Opponents and Ethics

Have monorail opponents run afoul of ethics codes?

Who is going to oppose the monorail? And have they broken any ethics codes to do it?

Seattle Weekly has obtained a series of e-mails sent by Tim Hatley, a lobbyist and former aide to King County Executive Ron Sims, detailing his effort to campaign against the plan to build a $1.7 billion, 14-mile monorail line from Ballard to West Seattle. They indicate that some very heavy hitters have serious questions about the way the monorail plan is unfolding. The e-mails were sent to several current and former public officials, including former Port Commissioner Henry Aronson and King County Council transportation chair and Sound Transit board member Dwight Pelz, as well as current staff members for both Sims and Seattle City Council transportation chair Richard Conlin and employees of the powerful PR firm Gogerty, Stark, and Marriott Inc. The e-mails also include references to three ex-mayors—Wes Uhlman, Charles Royer, and Paul Schell.

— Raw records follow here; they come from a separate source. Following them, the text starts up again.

PR #421, opened 2020-04-09
 Consul will support envoy 1.14.1 with Consul 1.8

i0rek:
See hashicorp/consul#7624.


david-yu:
We are now on 1.14.2 in our Helm chart! Thanks!

PR #401, opened 2020-03-30
Provide server stateful set DNS names to the ACL init job

ishustava:
This PR goes with hashicorp/consul-k8s#238

PR #427, opened 2020-04-16
ACLs: support external servers meta PR

ishustava:
This PR contains all changes for external servers combined from #401, #420, and #430.


scripts/generate-helm-config-for-hcs.sh
```diff
@@ -0,0 +1,110 @@
...
+
+############################################################################
+# WARNING: This script is experimental and is not meant for production use #
+############################################################################
+#
+# Script to retrieve configuration from Hashicorp Consul Service on Azure,
+# bootstrap ACLs, and create Kubernetes secrets and Helm config file
+# to install this Helm chart.
+
+set -e
```
lkysow, line 11: let's use `set -euo pipefile` (https://vaneyckt.io/posts/safer_bash_scripts_with_set_euxo_pipefail/)

scripts/generate-helm-config-for-hcs.sh
```diff
@@ -0,0 +1,110 @@
...
+      secretKey: tls.crt
+externalServers:
+  enabled: true
+  hosts: ${retry_join}
+  httpsPort: 443
+  useSystemRoots: true
+  k8sAuthMethodHost: ${kube_api_server}
+client:
+  enabled: true
+  # If you are using Kubenet in your AKS cluster,
```
lkysow, line 100:
```suggestion
  # If you are using Kubenet in your AKS cluster (the default network),
```

lkysow (approved):
🎉

scripts/generate-helm-config-for-hcs.sh
ishustava: 💯

scripts/generate-helm-config-for-hcs.sh
```diff
@@ -0,0 +1,110 @@
...
+  server_url=$(echo "${cluster_resource}" | jq -r .properties.consulExternalEndpointUrl)
+else
+  server_url=$(echo "${cluster_resource}" | jq -r .properties.consulPrivateEndpointUrl)
+fi
+
+# Call Consul bootstrap API and save the bootstrap secret
+# to a Kubernetes secret if successful.
+output=$(curl -sX PUT "${server_url}"/v1/acl/bootstrap)
+if grep -i "permission denied" <<< "$output"; then
+  echo "ACL system already bootstrapped."
```
lkysow, line 46: I totally missed this in my output. Can you use terminal colour chars to make his red.

lkysow: Even better would be if this prints at the end of the script.

ishustava: Added colors.

templates/client-daemonset.yaml
```diff
@@ -205,11 +205,18 @@ spec:
...
                 {{- end }}
+                {{- if or .Values.client.join (and .Values.externalServers.enabled .Values.externalServers.hosts) }}
                 {{- if .Values.client.join }}
                 {{- range $value := .Values.client.join }}
                 -retry-join={{ quote $value }} \
                 {{- end }}
                 {{- else }}
+                {{- $serfPort := (.Values.externalServers.serfLANPort | int) -}}
+                {{- range $host := .Values.externalServers.hosts }}
+                -retry-join={{ printf "%s:%d" $host $serfPort | quote}} \
```
adilyse, line 216: Echoing the comment I left (quite late) on the other PR: Does this still work if someone set a provider? Or a dns name? I think the docs also mention being able to set a go-sockaddr template.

Although only Aronson is working publicly to oppose the monorail (Hatley dropped out of the formal opposition campaign last week), the fact that Pelz, an aide to Sims, and a Conlin staff member, received the e-mails—which refer very specifically to plans for the nascent opposition campaign—hardly bolsters their protestations of neutrality on the monorail. Rumors about Sims’ opposition to the monorail have been swirling for some time. Nick Licata, a monorail proponent on the Seattle City Council, says Sims “is not exactly helping the monorail along,” claiming “all the agencies associated with him are becoming more critical of monorail.”

But whether the e-mails, obtained under a Public Disclosure Act request to Pelz’s office, constituted a violation of the King County code of ethics is unclear. Pelz was sent the materials at his official county e-mail address and, in one case, initiated a message to Hatley, asking, “Do we have a place for tomorrow’s meeting, 1:30-3:00?”

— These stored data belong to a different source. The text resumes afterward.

PR #430, opened 2020-04-23
Reorganize externalServers section

ishustava:

* Consolidate `client.join` and `externalServers.https.address` under one value: `externalServers.hosts`. Unlike `client.join`, this value no longer accepts ports, and so if the serf port is non-default, it has to be provided separately. This is because we're now using the same host for multiple protocols, and so I think it's better to provide the ports for each protocol separately. Since it no longer accepts ports, I thought `hosts` will be a more appropriate name for it. This was largely based on [RFC2396](https://tools.ietf.org/html/rfc2396#section-3.2.2),
     where URL is defined as `<userinfo>@<host>:<port>`.
* Deprecate `client.join`.
* Add `externalServers.serfLANPort`.
* Rename `externalServers.https.port` -> `externalServers.httpsPort`
* Rename `externalServers.https.tlsServerName` -> `externalServers.tlsServerName`
* Rename `externalServers.https.useSystemRoots` -> `externalServers.useSystemRoots`
* Rename `connectInject.overrideAuthMethodHost` ->  `externalServers.k8sAuthMethodHost`


values.yaml
```diff
@@ -325,43 +325,46 @@ server:
...
-    # in the client.join property.
-    address: null
-
-    # The HTTPS port of the server.
-    port: 443
+  # An array of external Consul hosts.
+  # Valid values include IPs, DNS names, or Cloud auto-join string.
+  # Ports must be provided separately below.
+  # These hosts are used for clients to join the server cluster,
+  # as well as for HTTP/HTTPS connections from the components in this Helm chart.
```
lkysow, line 334:
```suggestion
  # An array of external Consul server hosts that clients will use to join with servers
  # as well as for HTTP/HTTPS connections from the components in this Helm chart.
  # Valid values include IPs, DNS names, or Cloud auto-join string.
  # Ports must be provided separately below.
```

values.yaml
```diff
@@ -325,43 +325,46 @@ server:
...
+  hosts: []
+
+  # The Serf LAN port that the clients will use to join the server cluster.
+  serfLANPort: 8301
+
+  # The HTTPS port of the Consul servers.
+  httpsPort: 443
```
lkysow, line 341: Really this should default to 8501.

values.yaml
```diff
@@ -325,43 +325,46 @@ server:
...
+  # system CAs for TLS verification when talking to Consul servers.
+  # Otherwise, the chart will use global.tls.caCert.
+  useSystemRoots: false
+
+  # If you are setting global.acls.manageSystemACLs and connectInject.enabled to true,
+  # set k8sAuthMethodHost to the address of the Kubernetes API server.
+  # This address must to be reachable from the Consul servers.
+  # Please see https://www.consul.io/docs/acl/auth-methods/kubernetes.html.
+  # Requires consul-k8s >= 0.14.0.
+  k8sAuthMethodHost: null
```
lkysow, line 358: Can you add an example, e.g. `https://7D96FAF246DABD092E8B0E04B73D967C.sk1.us-east-1.eks.amazonaws.com`

test/unit/client-daemonset.bats
```diff
@@ -86,6 +86,32 @@ load _helpers
...
+      -x templates/client-daemonset.yaml  \
+      --set 'server.enabled=false' \
+      --set 'externalServers.enabled=true' \
+      --set 'externalServers.hosts[0]=1.1.1.1' \
+      . | tee /dev/stderr |
+      yq -r '.spec.template.spec.containers[0].command | any(contains("-retry-join=\"1.1.1.1:8301\""))' | tee /dev/stderr)
+
+  [ "${actual}" = "true" ]
+}
+
```
lkysow, line 114: Can you also test:
* setting `externalServers.serfLANPort`
* setting multiple join/host urls

templates/client-daemonset.yaml
```diff
@@ -205,11 +205,18 @@ spec:
...
                 -encrypt="${GOSSIP_KEY}" \
                 {{- end }}
+                {{- if or .Values.client.join (and .Values.externalServers.enabled .Values.externalServers.hosts) }}
                 {{- if .Values.client.join }}
                 {{- range $value := .Values.client.join }}
                 -retry-join={{ quote $value }} \
                 {{- end }}
                 {{- else }}
+                {{- $serfPort := (.Values.externalServers.serfLANPort | int) -}}
+                {{- range $value := .Values.externalServers.hosts }}
```
lkysow, line 215:
```suggestion
                {{- range $host := .Values.externalServers.hosts }}
```

lkysow (approved):

values.yaml
ishustava: Will change this to 8501 for consistency.

values.yaml
ishustava: I'll provide a command to retrieve from your kube config.

templates/client-daemonset.yaml
```diff
@@ -205,11 +205,18 @@ spec:
...
                 {{- end }}
+                {{- if or .Values.client.join (and .Values.externalServers.enabled .Values.externalServers.hosts) }}
                 {{- if .Values.client.join }}
                 {{- range $value := .Values.client.join }}
                 -retry-join={{ quote $value }} \
                 {{- end }}
                 {{- else }}
+                {{- $serfPort := (.Values.externalServers.serfLANPort | int) -}}
+                {{- range $host := .Values.externalServers.hosts }}
+                -retry-join={{ printf "%s:%d" $host $serfPort | quote}} \
```
adilyse, line 216: Does this still work if someone set a provider? Or a dns name? I think the [docs](https://www.consul.io/docs/agent/options.html#retry-join) also mention being able to set a go-sockaddr template.

PR #438, opened 2020-04-27
Use OSS Consul image with HCS

ishustava:


ishustava:
Yep, I tested this with clients being OSS (v1.7.2; the current default).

They referred to a July 23 meeting at the offices of Gogerty, Stark, and Marriott Inc. (The other public employees involved in the meeting appear to have been very scrupulous about keeping their involvement on a strictly private basis.) Pelz claims he did not expect the meeting to have anything to do with a formal campaign against the monorail. Instead, he says, he hoped to get input for an essay he is writing, tentatively titled “Ten Questions for the Monorail.”

The ethics code says that any use of “county time or facilities,” including e-mail, “for campaign purposes, including . . . the promotion or opposition to any ballot proposition” is prohibited.

Pelz says he only received e-mails about efforts to campaign against the monorail. Moreover, “I didn’t respond to any of those e-mails.” Passive reception of e-mail, according to King County Board of Ethics administrator Cathy Clemens, is not a subject the county has ever addressed formally. But she does note, “There’s no way a person can prevent someone from sending you something.”

The July 23 meeting seems to have been a collision of people with different agendas. On one level, it appears to be confirmation of the monorail proponents’ worst conspiracy theories. The firm of Gogerty, Stark, and Marriott is the epitome of the downtown political establishment that the pro-monorail forces believe despise elevated transit.

But David Schaefer, Gogerty, Stark’s representative at the meeting, says the firm is not involved in the opposition effort. “We provided office space. We don’t have a client. We haven’t raised any money. We have questions about the [monorail’s] size and how it will be financed.” Since the one meeting, Schaefer says, the firm hasn’t had any further involvement.

Other people who attended the meeting include Aronson, Hatley, and members of Sims’ and Conlin’s staffs. Aronson and Hatley confirm they were actively pursuing an opposition campaign, but even they didn’t see eye to eye.

Aronson says he had reservations about Hatley’s participation. “Hatley was so closely linked to Sims,” he explains. “I didn’t want to be seen as a stalking horse for someone pushing another form of transportation,” namely light rail.

Hatley confirms that he has stepped aside because other monorail opponents wanted “to minimize the connection to Sims.”

Aronson himself may have connections that will discourage some from joining his opposition campaign. He last made headlines in 1989, when he wrestled with conflict-of-interest charges while serving on the Seattle Port Commission. In 1995, he managed “Try Rail,” a public demonstration of commuter rail between Everett, Seattle, Kent, and Tacoma, for the Regional Transit Authority, the forerunner to Sound Transit. Aronson says none of his past experience is relevant to his current efforts. “I’ve got a good case against the monorail.”

What about the concerns of the former mayors? In one e-mail, Hatley writes, “I think we got Royer, Schell, and Uhlman to all agree to sign an op-ed requesting the City Council to undertake an independent review of the proposed monorail plan.”

Both Royer and Uhlman confirm they have questions and concerns about the monorail, but neither knows that much about it yet. The monorail, Uhlman notes pointedly, “is not above hard questions, and up to now, nobody is asking them.” Royer echoes that concern, saying, “The whole thing has happened without a lot of scrutiny.”